--- Work to be completed ---
Nothing outside the range is wanted. Repeat exactly the lines below from the one with "The fat extension" through the one with "- **Floats exercised**: Chrome".

--- Data ---
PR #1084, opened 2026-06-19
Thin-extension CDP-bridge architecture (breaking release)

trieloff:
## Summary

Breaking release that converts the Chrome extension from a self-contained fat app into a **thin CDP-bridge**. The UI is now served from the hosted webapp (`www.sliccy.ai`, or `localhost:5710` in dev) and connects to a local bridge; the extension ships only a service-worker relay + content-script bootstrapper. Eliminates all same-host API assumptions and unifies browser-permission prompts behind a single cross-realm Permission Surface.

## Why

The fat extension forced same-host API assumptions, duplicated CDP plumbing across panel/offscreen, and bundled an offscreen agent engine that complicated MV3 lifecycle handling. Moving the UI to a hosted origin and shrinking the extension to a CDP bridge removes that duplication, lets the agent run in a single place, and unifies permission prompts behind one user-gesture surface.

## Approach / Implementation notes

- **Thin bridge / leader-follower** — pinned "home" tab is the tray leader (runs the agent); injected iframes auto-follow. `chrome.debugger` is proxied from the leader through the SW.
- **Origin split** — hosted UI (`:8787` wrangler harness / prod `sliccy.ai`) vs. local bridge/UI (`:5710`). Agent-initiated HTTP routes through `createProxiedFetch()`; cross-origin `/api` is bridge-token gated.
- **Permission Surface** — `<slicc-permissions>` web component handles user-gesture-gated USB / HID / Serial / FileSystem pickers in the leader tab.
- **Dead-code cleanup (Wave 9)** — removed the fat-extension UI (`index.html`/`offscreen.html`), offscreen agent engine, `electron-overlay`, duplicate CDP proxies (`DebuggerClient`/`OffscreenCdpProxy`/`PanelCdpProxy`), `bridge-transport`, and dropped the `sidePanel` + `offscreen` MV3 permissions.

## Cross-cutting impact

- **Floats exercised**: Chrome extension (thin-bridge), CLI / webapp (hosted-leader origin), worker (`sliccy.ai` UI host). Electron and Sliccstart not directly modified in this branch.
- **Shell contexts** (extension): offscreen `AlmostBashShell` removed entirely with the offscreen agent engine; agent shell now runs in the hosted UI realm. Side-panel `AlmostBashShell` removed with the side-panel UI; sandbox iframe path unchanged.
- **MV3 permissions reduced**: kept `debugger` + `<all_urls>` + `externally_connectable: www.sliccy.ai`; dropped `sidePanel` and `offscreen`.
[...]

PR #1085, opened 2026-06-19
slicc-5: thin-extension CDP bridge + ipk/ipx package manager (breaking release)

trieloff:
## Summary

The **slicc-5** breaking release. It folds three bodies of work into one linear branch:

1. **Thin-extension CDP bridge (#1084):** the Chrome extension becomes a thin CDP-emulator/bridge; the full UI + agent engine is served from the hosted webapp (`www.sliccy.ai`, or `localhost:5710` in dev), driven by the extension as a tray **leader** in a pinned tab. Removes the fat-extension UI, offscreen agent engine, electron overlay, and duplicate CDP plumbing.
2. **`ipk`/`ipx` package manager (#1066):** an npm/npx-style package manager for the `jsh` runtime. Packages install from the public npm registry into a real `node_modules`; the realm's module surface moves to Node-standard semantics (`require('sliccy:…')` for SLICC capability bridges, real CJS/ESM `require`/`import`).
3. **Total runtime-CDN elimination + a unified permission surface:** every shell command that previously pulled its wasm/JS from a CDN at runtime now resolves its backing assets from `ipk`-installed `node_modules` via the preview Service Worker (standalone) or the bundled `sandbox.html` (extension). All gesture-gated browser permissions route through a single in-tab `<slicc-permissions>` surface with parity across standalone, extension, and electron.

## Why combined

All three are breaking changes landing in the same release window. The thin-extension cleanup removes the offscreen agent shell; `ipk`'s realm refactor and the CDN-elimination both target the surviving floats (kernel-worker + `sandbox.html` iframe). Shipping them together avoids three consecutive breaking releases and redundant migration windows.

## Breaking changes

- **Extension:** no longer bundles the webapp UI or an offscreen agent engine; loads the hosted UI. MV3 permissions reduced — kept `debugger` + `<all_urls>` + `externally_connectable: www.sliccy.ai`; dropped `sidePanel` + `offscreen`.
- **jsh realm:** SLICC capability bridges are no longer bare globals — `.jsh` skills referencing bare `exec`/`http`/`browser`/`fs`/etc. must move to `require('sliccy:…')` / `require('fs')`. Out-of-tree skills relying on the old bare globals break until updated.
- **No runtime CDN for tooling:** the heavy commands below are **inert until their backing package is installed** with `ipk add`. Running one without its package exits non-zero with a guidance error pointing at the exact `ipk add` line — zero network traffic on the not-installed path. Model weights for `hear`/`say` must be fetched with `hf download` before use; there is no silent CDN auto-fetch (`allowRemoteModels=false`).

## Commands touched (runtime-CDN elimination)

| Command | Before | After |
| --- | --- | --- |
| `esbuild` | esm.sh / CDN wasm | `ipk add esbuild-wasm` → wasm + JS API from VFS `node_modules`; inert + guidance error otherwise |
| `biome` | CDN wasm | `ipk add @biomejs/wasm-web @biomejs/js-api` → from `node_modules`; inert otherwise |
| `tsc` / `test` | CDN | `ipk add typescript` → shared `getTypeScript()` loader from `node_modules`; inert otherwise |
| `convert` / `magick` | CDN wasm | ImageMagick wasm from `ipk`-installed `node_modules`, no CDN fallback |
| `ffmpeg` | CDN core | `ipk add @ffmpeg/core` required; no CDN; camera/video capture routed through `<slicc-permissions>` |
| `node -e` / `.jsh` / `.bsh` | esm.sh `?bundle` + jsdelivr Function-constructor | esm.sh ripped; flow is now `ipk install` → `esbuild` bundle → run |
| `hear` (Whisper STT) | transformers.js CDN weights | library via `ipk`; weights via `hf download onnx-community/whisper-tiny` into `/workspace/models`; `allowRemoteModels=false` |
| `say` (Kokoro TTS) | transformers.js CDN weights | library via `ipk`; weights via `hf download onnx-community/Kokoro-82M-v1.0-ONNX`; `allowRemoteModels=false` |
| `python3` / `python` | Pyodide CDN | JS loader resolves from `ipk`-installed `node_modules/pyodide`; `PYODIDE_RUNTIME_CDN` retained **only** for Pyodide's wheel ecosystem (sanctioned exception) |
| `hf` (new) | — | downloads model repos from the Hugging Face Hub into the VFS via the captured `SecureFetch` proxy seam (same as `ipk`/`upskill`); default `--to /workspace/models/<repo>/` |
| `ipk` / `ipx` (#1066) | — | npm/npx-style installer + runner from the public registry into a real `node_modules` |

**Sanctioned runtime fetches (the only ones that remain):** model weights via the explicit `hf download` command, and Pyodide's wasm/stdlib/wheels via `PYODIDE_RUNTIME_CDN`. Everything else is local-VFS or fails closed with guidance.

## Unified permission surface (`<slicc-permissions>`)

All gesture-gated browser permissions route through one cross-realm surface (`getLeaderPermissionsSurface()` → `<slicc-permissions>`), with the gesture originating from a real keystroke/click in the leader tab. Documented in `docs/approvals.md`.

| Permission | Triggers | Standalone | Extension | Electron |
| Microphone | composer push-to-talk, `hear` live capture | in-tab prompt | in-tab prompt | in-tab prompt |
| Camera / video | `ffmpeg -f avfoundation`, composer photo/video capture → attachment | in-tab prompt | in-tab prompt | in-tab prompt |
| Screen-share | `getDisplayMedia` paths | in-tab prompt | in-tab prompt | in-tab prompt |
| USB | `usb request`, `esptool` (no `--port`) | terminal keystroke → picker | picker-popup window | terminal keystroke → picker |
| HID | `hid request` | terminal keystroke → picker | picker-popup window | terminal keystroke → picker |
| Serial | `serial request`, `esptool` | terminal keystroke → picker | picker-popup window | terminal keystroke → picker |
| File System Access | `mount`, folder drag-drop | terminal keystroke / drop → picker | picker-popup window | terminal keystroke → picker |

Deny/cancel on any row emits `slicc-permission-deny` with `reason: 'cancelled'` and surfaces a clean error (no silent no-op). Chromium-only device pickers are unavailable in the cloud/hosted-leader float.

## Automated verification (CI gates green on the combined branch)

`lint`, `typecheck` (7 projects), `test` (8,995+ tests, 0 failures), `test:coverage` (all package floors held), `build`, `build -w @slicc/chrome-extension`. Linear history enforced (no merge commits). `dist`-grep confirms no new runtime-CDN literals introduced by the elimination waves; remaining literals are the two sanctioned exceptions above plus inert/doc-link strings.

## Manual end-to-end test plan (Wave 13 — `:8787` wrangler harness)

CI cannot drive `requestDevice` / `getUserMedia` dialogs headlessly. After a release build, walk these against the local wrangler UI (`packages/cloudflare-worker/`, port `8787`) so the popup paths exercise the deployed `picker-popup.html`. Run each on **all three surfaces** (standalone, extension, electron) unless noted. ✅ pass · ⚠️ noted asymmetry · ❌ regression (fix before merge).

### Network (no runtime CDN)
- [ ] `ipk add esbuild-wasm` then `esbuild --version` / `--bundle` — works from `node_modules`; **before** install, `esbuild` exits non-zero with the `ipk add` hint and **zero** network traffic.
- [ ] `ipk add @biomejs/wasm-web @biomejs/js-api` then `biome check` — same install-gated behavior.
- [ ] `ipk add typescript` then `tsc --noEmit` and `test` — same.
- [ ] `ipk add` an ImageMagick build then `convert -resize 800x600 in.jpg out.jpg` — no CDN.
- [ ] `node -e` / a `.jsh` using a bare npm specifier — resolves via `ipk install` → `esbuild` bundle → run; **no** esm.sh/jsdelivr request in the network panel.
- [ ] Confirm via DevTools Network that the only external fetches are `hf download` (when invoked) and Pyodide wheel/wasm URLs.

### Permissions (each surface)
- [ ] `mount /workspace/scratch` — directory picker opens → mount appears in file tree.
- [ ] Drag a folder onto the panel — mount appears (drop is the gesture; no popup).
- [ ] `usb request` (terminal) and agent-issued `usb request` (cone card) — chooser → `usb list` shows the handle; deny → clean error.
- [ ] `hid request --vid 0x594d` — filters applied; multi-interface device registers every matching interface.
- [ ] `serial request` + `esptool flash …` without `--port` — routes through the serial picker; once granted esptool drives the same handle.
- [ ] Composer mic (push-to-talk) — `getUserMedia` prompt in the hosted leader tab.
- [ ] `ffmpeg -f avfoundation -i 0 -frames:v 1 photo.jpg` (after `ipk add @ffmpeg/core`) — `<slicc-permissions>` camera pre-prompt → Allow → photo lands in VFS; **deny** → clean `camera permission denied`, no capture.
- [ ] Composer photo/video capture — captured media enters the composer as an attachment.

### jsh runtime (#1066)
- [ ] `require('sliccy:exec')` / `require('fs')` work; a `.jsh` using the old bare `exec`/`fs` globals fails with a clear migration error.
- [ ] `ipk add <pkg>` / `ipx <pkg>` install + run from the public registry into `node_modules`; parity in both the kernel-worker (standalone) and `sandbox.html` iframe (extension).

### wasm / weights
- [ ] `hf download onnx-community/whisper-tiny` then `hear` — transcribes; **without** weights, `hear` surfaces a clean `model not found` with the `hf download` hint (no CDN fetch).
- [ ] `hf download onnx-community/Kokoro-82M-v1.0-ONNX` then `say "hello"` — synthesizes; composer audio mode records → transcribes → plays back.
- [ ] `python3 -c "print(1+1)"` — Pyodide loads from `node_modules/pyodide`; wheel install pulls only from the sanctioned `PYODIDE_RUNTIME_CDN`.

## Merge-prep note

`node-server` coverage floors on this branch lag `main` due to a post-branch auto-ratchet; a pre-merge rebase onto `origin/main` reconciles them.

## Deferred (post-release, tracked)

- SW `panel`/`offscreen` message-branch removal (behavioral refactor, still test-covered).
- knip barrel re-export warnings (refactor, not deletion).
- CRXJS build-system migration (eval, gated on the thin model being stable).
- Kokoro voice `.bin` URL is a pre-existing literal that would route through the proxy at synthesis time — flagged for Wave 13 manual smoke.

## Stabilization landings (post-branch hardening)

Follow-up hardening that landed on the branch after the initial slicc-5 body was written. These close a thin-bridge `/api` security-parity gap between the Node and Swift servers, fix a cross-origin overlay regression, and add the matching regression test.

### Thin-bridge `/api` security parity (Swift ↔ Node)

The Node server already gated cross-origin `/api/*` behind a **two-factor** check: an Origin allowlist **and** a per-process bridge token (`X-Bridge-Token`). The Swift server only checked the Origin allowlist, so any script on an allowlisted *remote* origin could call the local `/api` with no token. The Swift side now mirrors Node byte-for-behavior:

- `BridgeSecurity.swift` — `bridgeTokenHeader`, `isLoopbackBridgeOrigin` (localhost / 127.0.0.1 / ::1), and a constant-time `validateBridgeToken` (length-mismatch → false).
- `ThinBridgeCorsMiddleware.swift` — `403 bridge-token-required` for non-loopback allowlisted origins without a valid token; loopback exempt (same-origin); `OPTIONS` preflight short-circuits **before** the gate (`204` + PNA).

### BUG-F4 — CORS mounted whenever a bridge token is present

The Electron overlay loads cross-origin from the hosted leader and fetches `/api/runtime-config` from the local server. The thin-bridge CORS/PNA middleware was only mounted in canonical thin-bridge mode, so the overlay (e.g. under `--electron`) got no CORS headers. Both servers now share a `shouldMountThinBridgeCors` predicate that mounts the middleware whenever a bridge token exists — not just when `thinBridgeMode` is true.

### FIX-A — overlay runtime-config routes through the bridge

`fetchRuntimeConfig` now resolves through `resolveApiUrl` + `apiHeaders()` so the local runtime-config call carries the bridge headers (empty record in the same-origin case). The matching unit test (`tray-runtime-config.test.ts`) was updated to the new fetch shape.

--- Output ---
The fat extension forced same-host API assumptions, duplicated CDP plumbing across panel/offscreen, and bundled an offscreen agent engine that complicated MV3 lifecycle handling. Moving the UI to a hosted origin and shrinking the extension to a CDP bridge removes that duplication, lets the agent run in a single place, and unifies permission prompts behind one user-gesture surface.

## Approach / Implementation notes

- **Thin bridge / leader-follower** — pinned "home" tab is the tray leader (runs the agent); injected iframes auto-follow. `chrome.debugger` is proxied from the leader through the SW.
- **Origin split** — hosted UI (`:8787` wrangler harness / prod `sliccy.ai`) vs. local bridge/UI (`:5710`). Agent-initiated HTTP routes through `createProxiedFetch()`; cross-origin `/api` is bridge-token gated.
- **Permission Surface** — `<slicc-permissions>` web component handles user-gesture-gated USB / HID / Serial / FileSystem pickers in the leader tab.
- **Dead-code cleanup (Wave 9)** — removed the fat-extension UI (`index.html`/`offscreen.html`), offscreen agent engine, `electron-overlay`, duplicate CDP proxies (`DebuggerClient`/`OffscreenCdpProxy`/`PanelCdpProxy`), `bridge-transport`, and dropped the `sidePanel` + `offscreen` MV3 permissions.

## Cross-cutting impact

- **Floats exercised**: Chrome extension (thin-bridge), CLI / webapp (hosted-leader origin), worker (`sliccy.ai` UI host). Electron and Sliccstart not directly modified in this branch.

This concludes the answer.